WHAT TO WORK ON => Reproduce the entries shown below only from the line with "- Cloud rings on melee pan lords sounds cool" down to the line with "I think this", keeping both end lines and copying each one exactly.

○ ○ ○ ○ ○ ○ ○

PR #1489, opened 2020-07-15
Add Pandemonium Lord cloud rings

alexjurkiewicz:
Opening as a draft for feedback.

To do:

- [x] Fix Antaeus
- [x] Check Bai Suzhen is still alright
- [x] Fix chance of cloud ring
- [x] Add ice cloud ring
- [x] Add poison cloud ring?
- [x] Add miasma cloud ring?
- [x] Do any of these rings affect the pan lord / their movement?


ebering:
This is in the draft phase, so I'll hold off on detailed feedback, but some initial reactions

- Cloud rings on melee pan lords sounds cool
- Cloud rings have the problem that they kill allies which is less cool; that limits your cloud types
- Possibly controversial suggestion: make all demons immune to chaos clouds (such flavour)

alexjurkiewicz:
I think this is in a good place, mechanics-wise.

On the code side, I have a question. Should the existence of a monster's cloud ring be exposed to the player via a) spell and/or b) status text? Currently, Bai Suzhen & Asmodeus have a spell, but no visible status. Random panlords get neither. This should be made consistent between the two sorts of monster, but I'm unsure what end state is best. Thoughts?

Otherwise, this is ready for review.

crawl-ref/source/cloud.cc
```diff
@@ -1899,3 +1899,24 @@ void end_still_winds()
...
+{
+    const coord_def pos = mons->pos();
+    const cloud_struct* c = cloud_at(pos);
+    if (c && c->type == cloud)
+        delete_cloud(pos);
+    for (adjacent_iterator ai(pos); ai; ++ai)
+    {
+        if (!cell_is_solid(*ai)
+            && (!cloud_at(*ai)
+                || cloud_at(*ai)->type == cloud))
```
ebering, line 1917: Skip this check, let cloud rings overwrite their own clouds (so they don't appear to sputter).

crawl-ref/source/ghost.cc
```diff
@@ -95,7 +96,6 @@ static spell_type search_order_misc[] =
     SPELL_PETRIFY,
     SPELL_POLYMORPH,
     SPELL_FORCE_LANCE,
-    SPELL_SLOW,
```
ebering, line 98: Don't include a sneaky change like this. Slow checks MR and should stay in the misc spells.

crawl-ref/source/ghost.cc
```diff
@@ -251,6 +253,37 @@ void ghost_demon::set_pan_lord_special_attack()
...
+void ghost_demon::set_pan_lord_cloud_ring()
+{
+    if (brand == SPWPN_ELECTROCUTION)
+        cloud_ring_ench = ENCH_RING_OF_THUNDER;
+    else if (brand == SPWPN_FLAMING)
+        cloud_ring_ench = ENCH_RING_OF_FLAMES;
+    else if (brand == SPWPN_CHAOS)
+        cloud_ring_ench = ENCH_RING_OF_CHAOS;
+    else if (brand == SPWPN_DISTORTION)
+        cloud_ring_ench = ENCH_RING_OF_MUTATION;
```
ebering, line 265: This flavour doesn't fit imo.

crawl-ref/source/cloud.cc
```diff
@@ -1899,3 +1899,24 @@ void end_still_winds()
     env.level_state &= ~LSTATE_STILL_WINDS;
     mpr("The air resumes its normal movements.");
 }
+
+/**
+ * Surround a monster with clouds of a certain type. This also deletes the same
+ * cloud if it's on top of the monster (which will happen as they walk around).
+ */
+void surround_mons_with_cloud(const monster* mons, cloud_type cloud)
```
ebering, line 1907: Could you make this work with an `actor *` and refactor `_manage_fire_shield` in `art-func.h` to use it, so that our cloud rings use a unified codepath?

crawl-ref/source/mon-act.cc
```diff
@@ -2292,18 +2279,28 @@ static void _post_monster_move(monster* mons)
...
+        surround_mons_with_cloud(mons, CLOUD_GREY_SMOKE);
+
+    if (mons->has_ench(ENCH_RING_OF_ICE))
+        surround_mons_with_cloud(mons, CLOUD_COLD);
+
+    if (mons->has_ench(ENCH_RING_OF_DRAINING))
+        surround_mons_with_cloud(mons, CLOUD_NEGATIVE_ENERGY);
+
+    if (mons->has_ench(ENCH_RING_OF_ACID))
+        surround_mons_with_cloud(mons, CLOUD_ACID);
```
ebering, line 2303: This should be replaced with a `static map<mon_ench_type, cloud_type>` that you iterate over to pick the cloud type and update. That iteration logic should be in its own function in `mon-ench.cc` called something like `update_mons_cloud_ring` and used below as well.

crawl-ref/source/mon-ench.cc
```diff
@@ -317,14 +304,42 @@ void monster::add_enchantment_effect(const mon_enchant &ench, bool quiet)
...
+        break;
+
+    case ENCH_RING_OF_DRAINING:
+        surround_mons_with_cloud(this, CLOUD_NEGATIVE_ENERGY);
+        break;
+
+    case ENCH_RING_OF_ACID:
+        surround_mons_with_cloud(this, CLOUD_ACID);
+        break;
+
```
ebering, line 342: These should be deduplicated, have a block of fallthroughs for each of these, then

```
// .... cases
case ENCH_RING_OF_ACID:
    update_mons_cloud_ring( /* args */);
    break;
```

crawl-ref/source/timed-effects.cc
```diff
@@ -744,6 +744,7 @@ void monster::timeout_enchantments(int levels)
         case ENCH_FRIENDLY_BRIBED: case ENCH_CORROSION: case ENCH_GOLD_LUST:
         case ENCH_RESISTANCE: case ENCH_HEXED: case ENCH_IDEALISED:
         case ENCH_BOUND_SOUL: case ENCH_STILL_WINDS: case ENCH_RING_OF_THUNDER:
+        case ENCH_RING_OF_FLAMES:
```
ebering, line 747: Why are Ring of Thunder and Ring of Flames (both permanent enchantments anyhow) in this function? Neither should be here as far as I can tell...

alexjurkiewicz:
> I'm glad to see that the panlords who get this don't have summon spells. I still worry that they will harm their allies/band members with their clouds but if it's rare enough it's ok? Have you tried this on an orb run or in a Ziggurat?

They absolutely harm allies. Since there's no AI for dealing with their cloud ring, they will quite happily roast monsters. I felt it was a cool flavour thing, and not too major an issue. However I didn't think about packed Zig floors...

crawl-ref/source/cloud.cc
alexjurkiewicz: Doesn't the logic do this? "If (cell can have a cloud and (no cloud OR cloud type matches what we want to place)) { place cloud }"

crawl-ref/source/ghost.cc
alexjurkiewicz: It wasn't to be sneaky! I put it into its own commit. I'll drop from this PR.

crawl-ref/source/timed-effects.cc
alexjurkiewicz: Right. They are both getting removed entirely

alexjurkiewicz:
Rebased against master and addressed review in 8a6071d  onwards 👍 

TODO:

- [ ] Address pan lord ally harm (esp Zig floors)
- [ ] Add status text for cloud rings
- [ ] Fix cloud rings for Asmodeus & Bai Suzhen
- [ ] Add a "ring of miasma" cloud ring

crawl-ref/source/cloud.cc
ebering: Oh, yes it does.

ebering:
I think a sufficient solution would be to not place cloud ring clouds on allies of the monster generating the cloud ring. Monsters might still wander into a cloud ring that already exists, but at least "sit an wait on a pan lord floor" won't be a helpful strategy.

alexjurkiewicz:
OK, implemented that. And everything else, I think...

gammafunk:
I recommend you always make a short description of the motivation for why you want to make a gameplay change like this, even if it's only a few lines, and even if the feature is relatively small. It'll help others understand your motivation for the change in the first place. I've also found it useful as a way to make myself think a little more about why I'm making a change. I may have an initial set of reasons, but upon writing the summary, some of those fall out, and I'm left with the ones that are important. This helps narrow the scope of the change and sometimes leads to better alternatives for getting at the same idea.

Monster cloud rings are trying to be an anti-melee effect, so giving pan lords chaos clouds rings gives me pause, since it's basically never sane to stay be in a cloud that has a chance to paralyze you when a pan lord is adjacent. Apocalypse crabs are relatively weak monsters where you might justify fighting them in chaos clouds, since paralysis is just not that dangerous versus that monster. However, pan lords tend to be fast with either dangerous spells or nasty melee. On the other hand, one primary role of pan lords is to chase you on the orb run, so it's kind of neat as a penalty for letting them get adjacent, I guess.

The problem is that in extended where you'd more realistically want to kill a pan lord, chaos cloud rings make the pan lord much more a target for ranged and allies. These two ways of killing that already get a lot of preferential treatment in extended as it is. We have already veered in this direction by given pan lords af_chaos, but if something like chaos cloud ring is added, it probably needs to be a rare one to prevent "never melee" pan lords from being too common a thing. 

Another issue is that the more mundane elemental clouds are going to be a mostly harmless annoyance, which is unfortunate. It's possible that there needs to be some mechanism for these clouds to be enhance so that the damage is actually relevant. I don't know if new cloud types with higher damage numbers (e.g. "deep freeze cloud") would work here, or perhaps a synergistic monster/spell. Something else to consider is that said enhancement could happen only in Pan to prevent Orb Run pan lords form being insane. The pan Lord being in its native realm of Pandemonium could make its cloud magic more powerful, etc. The flavor of the cloud ring is fun, but I think any effect we do add shouldn't be something that hasn't been scary since you left a Volcano on Lair:2.

alexjurkiewicz:
Here's what I'm planning to add as part of the commit message to explain / justify this change:

```
Add cloud rings to (some) random Pandemonium Lords

This effect already exists in the game, but only for Asmodeus and Bai
Suzhen (in dragon form). Let random pan lords have a chance at getting
one too.

The chance of a pan lord generating with a cloud ring is about 1 in 12,
which might have to be adjusted upwards or downwards in future. The
chance for each cloud type is a little more complex to calculate given
the dependency on pan lord brand / attack flavour, but the rarest brands
will also appear about 1 in 12 times.

Depending on the cloud type, these cloud rings can be terrifying or
ignorable. For example, chaotic clouds can instantly paralyse the player
and negative energy clouds can heavily drain them within a few turns. On
the other hand, clouds of fog and mutation do no direct damage.

Pan lords with cloud rings should feel qualitatively different to fight
than those without. Mostly this comes from increased danger being in
melee range, but also from the impact on battlefield terrain that
dropping clouds everywhere provides. In some cases, this can even work
to the benefit of the player.

One aspect of pandemonium lords I hope this change emphasises is that
they should be considered the "apex predator" of DCSS. They should
always be a scary fight, no matter how prepared you are. This is
especially true since they spawn only in either the optional branch of
Pandemonium (where it's even possible to collect the demonic rune
without fighting one) and on the orb run (where running is already
encouraged). This change should increase the number of cases where
players run (in careful ways!) from pan lords.
```

alexjurkiewicz:
I've also reduced the weight of chaos cloud ring. It should occur on around ~0.8% of pan lords (1 in 144-ish).

crawl-ref/source/mon-info-flag-name.h
```diff
@@ -55,9 +54,18 @@ static const vector<monster_info_flag_name> monster_info_flag_names = {
...
     { MB_GOZAG_INCITED, "incited", "incited by Gozag", "incited"},
+    { MB_CLOUD_RING_THUNDER, "", "surrounded by a ring of thunder", "" },
+    { MB_CLOUD_RING_FLAMES, "", "surrounded by a ring of flames", "" },
+    { MB_CLOUD_RING_CHAOS, "", "surrounded by a ring of chaotic energy", "" },
+    { MB_CLOUD_RING_MUTATION, "", "surrounded by a ring of mutagenic energy", "" },
+    { MB_CLOUD_RING_FOG, "", "surrounded by a ring of fog", "" },
+    { MB_CLOUD_RING_ICE, "", "surrounded by a ring of freezing clouds", "" },
+    { MB_CLOUD_RING_DRAINING, "", "surrounded by a ring of negative energy", "" },
+    { MB_CLOUD_RING_ACID, "", "surrounded by a ring of acid", "" },
+    { MB_CLOUD_RING_MIASMA, "", "surrounded by a ring of miasma", "" },
```
ebering, line 68: I think that if I type this suggestion I can then use the web UI to commit it? Just some display tweaks so that this appears in the HUD and doesn't take too much space in the targeter/^x.

```suggestion
    { MB_CLOUD_RING_THUNDER, "clouds", "surrounded by thunder", "clouds" },
    { MB_CLOUD_RING_FLAMES, "clouds", "surrounded by flames", "clouds" },
    { MB_CLOUD_RING_CHAOS, "clouds", "surrounded by chaotic energy", "clouds" },
    { MB_CLOUD_RING_MUTATION, "clouds", "surrounded by mutagenic energy", "clouds" },
    { MB_CLOUD_RING_FOG, "clouds", "surrounded by fog", "clouds" },
    { MB_CLOUD_RING_ICE, "clouds", "surrounded by freezing clouds", "clouds" },
    { MB_CLOUD_RING_DRAINING, "clouds", "surrounded by negative energy", "clouds" },
    { MB_CLOUD_RING_ACID, "clouds", "surrounded by acidic fog", "clouds" },
    { MB_CLOUD_RING_MIASMA, "clouds", "surrounded by foul miasma", "clouds" },
```

crawl-ref/source/tags.cc
```diff
@@ -2333,6 +2333,7 @@ static spell_type _fixup_removed_spells(spell_type s)
         case SPELL_SPECTRAL_WEAPON:
         case SPELL_RING_OF_FLAMES:
         case SPELL_DARKNESS:
+        case SPELL_RING_OF_THUNDER:
```
ebering, line 2336:
```suggestion
```

This is for player spells.

ebering:
Thanks for the patch!

gammafunk:
Quick comment: you don't want the cloud effects to be ignorable (which the commit mentions), otherwise it's not making the pan lord more dangerous. Specifically I think the fire, ice, and obviously fog clouds are ignorable. The cited example of mutagenic fog isn't quite ignorable, since the contam build-up results both in arbitrarily damaging explosions as well as negative mutations or stat drain. 

Of the added effects, the ones I'd recommend not keeping would be fog, freezing cloud, and flames, particularly the harmless fog clouds. Asmodeus likewise has a problem with his current flame clouds not being dangerous.

alexjurkiewicz:
I think fog is the most interesting of all cloud effects! It will affect
the visible squares "behind" the pan lord.

So I don't mean it is always ignorable. I mean that sometimes you'll decide
to kill the pan lord and nothing will walk out of fog while you do so. But
especially on the orb run this will be an interesting risk.

Similarly, mutagenic energy says "you can fight me in melee, but you will
pick up a bad mutation for your trouble". Also an interesting trade off, I
think.

I do agree it would be good to add higher tier versions of the "base"
clouds. But it's not a new problem introduced by this PR.

PR #1490, opened 2020-07-17
Invoke the malevolent chronology of Zot

PleasingFungus:
The natural tendency for roguelikes is to encourage cautious behavior.
It's over once you die once, after all, so you should take your time.
That's not a bad thing, but to balance things out and discourage
extremely time-consuming tactics (which tend not to be very fun!),
it's good to have a counterpressure encouraging players to move quickly.

Food was intended to be such a clock, but for a variety of reasons, it
never worked as a clock for anything but the most egregious abuses.
(And not even for that for foodless races, of course.) Scores is a
compelling motivation for some players, but not many - most are just
playing to win. How can we make the most viable way to win also the
most fun, while also making a system that doesn't get in players' way?
(That is, can we build something that no one playing normally, even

○ ○ ○ ○ ○ ○ ○

ANSWER FOR THE TASK =>
- Cloud rings on melee pan lords sounds cool
- Cloud rings have the problem that they kill allies which is less cool; that limits your cloud types
- Possibly controversial suggestion: make all demons immune to chaos clouds (such flavour)

alexjurkiewicz:
I think this is in a good place, mechanics-wise.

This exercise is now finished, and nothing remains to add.